Issue #4767, opened 2024-09-02
Paid recruitment rolls being debited multiple times per instance


OrbMonky:
### Environment
Windows 10, Java 17, 0.50.00 release

### Description
One week's paid recruitment recursed 7 times after the original, all on the same date.
![image](https://github.com/user-attachments/assets/00627a49-b2d6-400a-9869-55d752151c6b)
Using ATB Market if that matters. Is it possibly rolling for each potential recruiting admin?
It did seem to give results commensurate with such an expenditure (or I just got really lucky) but definitely an unintuitive 'where did all my money go' thing.
### Files
[mekhq.log](https://github.com/user-attachments/files/16840804/mekhq.log)
[customs.zip](https://github.com/user-attachments/files/16840822/customs.zip)
[RECRUITMENT.zip](https://github.com/user-attachments/files/16840823/RECRUITMENT.zip)

OrbMonky:
Went back and ran it again and got 9 instead of 8 so it looks like a possible 'roll to failure' effect that is happening?

Algebro7:
So I'm not sure what's going on, but when I loaded your save and had a play around with it, I was only only getting 1 debit each week afterwards as expected. I was also unable to replicate with other saves. Are you still seeing this behavior if you restart MekHQ and continue advancing days to the following Mondays?

My _guess_ having looked at the code is that there was some kind of bad state, possibly due to switching between Campaign options. There is [no loop involved](https://github.com/MegaMek/mekhq/blob/master/MekHQ/src/mekhq/module/atb/AtBEventProcessor.java#L76) , so the only way I can see that this could fire multiple times on the same day is if there are multiple `AtbEventProcessor` instances registered for the `NewDayEvent`. This shouldn't normally happen and I've been unable to induce it again, but it's something we should keep an eye out for and fix if we can figure it out.

OrbMonky:
I have had it on every roll except for one period after the latest contract, when it started back up again after a few weeks of just making one roll. It seems random in number, not pertaining to any number of staff or other discernible quality of the campaign. I can repro on my end, but I am not sure what to look for in terms of traceable behavior.

IllianiCBT:
We're having a really hard time replicating this issue. My best guess is that you managed to find yourself in a weirdly specific game state that we've been update to recreate.

[...]

PR #5357, opened 2024-12-13
Fixed Multiple-Nag Bug by Refactoring in-app New Campaign Handling

IllianiCBT:
For a good long while there has been a weird bug where sometimes advancing day would cause nag dialogs to trigger multiple times. This became more noticeable with the introduction of the Turnover module, as that nags users on a monthly basis increasing the likelihood users will interact with this bug.

It's taken me literal months to track down and identify the cause of this bug. It turns out that when a user creates a new campaign, from within an existing campaign, event listeners are not unregistered causing all events to be triggered multiple times. For example, it would mean that any New Day event would be triggered twice. Technically, it would trigger once for each new in-app campaign created. Create 20 new campaigns, one after the other, without exiting mhq? Your new day events would trigger 20 times.

However, if we unregister these event listeners and the user happened to cancel out of the in-app new campaign dialog then _no_ events would trigger until the campaign was reloaded or mhq exited.

Previously we've papered over in-app new campaign issues by having a dialog pop-up advising the user not to cancel once they pass a certain point. That worked well enough for the old 'preset' bug, but that wouldn't work here. At least, not without a really poor play experience.

Instead, what I've done is passed some logic down the chain so that a few things happen when a player triggers an in-app new campaign:
- We ask the user to confirm they want to start a new campaign. If they fail to confirm, we stop here.
- We ask the user if they would like to save their existing campaign. If they cancel the save prompt, or a save fails, we stop here.
- The point of no return is reached. We unregister all event listeners and trigger the new campaign preset picker dialog.
- If the preset picker dialog is canceled, we exit MekHQ entirely.
- If the customize preset dialog is canceled, we exit MekHQ entirely.


IllianiCBT:
A couple of addendums:
- I could have sworn there were a couple of bug reports related to this, but I couldn't find them.
- The duplicate events issue isn't just restricted to New Day events, but effectively any gui-based event. I anticipate this fix having some performance improvements for users who start a lot of campaigns back-to-back.

psikomonkie:
Do you think this would fix #4767 ?

IllianiCBT:
Potentially. iirc we were never able to track down the root cause, but multiple event triggers _could_ cause that, if paid recruitment is a part of the functionality triggered by a new day event.

PR #5362, opened 2024-12-14
Scouts, Scout: Refactored StratCon Scenario Deployment to Support Scout Role Behavior

IllianiCBT:
It has long been a point of frustration for players that when scouting a StratCon strategic map, with a force assigned to the scout role, if a random scenario spawns it will spawn on top of the scouts forcing them into often uneven fights. While there is a degree of realism there, it doesn't offer the best play experience.

Now, when scouting, if a random scenario is spawned it will spawn in an empty adjacent empty hex (if possible). Only if all adjacent are occupied (highly unlikely) will the scenario spawn on top of the scout force.

While I recognize there may be some desire for scouts to occasionally fail to evade enemy forces, or to have scout suitable scenarios, I opted for this system as we do not currently categorize scenario templates based on force role suitability. This would be a non-zero effort implementation.

### DIFF
--- a/MekHQ/src/mekhq/campaign/stratcon/StratconRulesManager.java
+++ b/MekHQ/src/mekhq/campaign/stratcon/StratconRulesManager.java
@@ -18,7 +18,6 @@
  */
 package mekhq.campaign.stratcon;
 
-import megamek.codeUtilities.ObjectUtility;
 import megamek.common.Minefield;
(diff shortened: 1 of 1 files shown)


HammerGS:
I think this is a starting point, but we should look at having scouting fails that lead them into combat at some point.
#####
--- Exercise instructions ---
Please return every line of the records that contains the word "StratconRulesManager".

--- Finished task ---
--- a/MekHQ/src/mekhq/campaign/stratcon/StratconRulesManager.java
+++ b/MekHQ/src/mekhq/campaign/stratcon/StratconRulesManager.java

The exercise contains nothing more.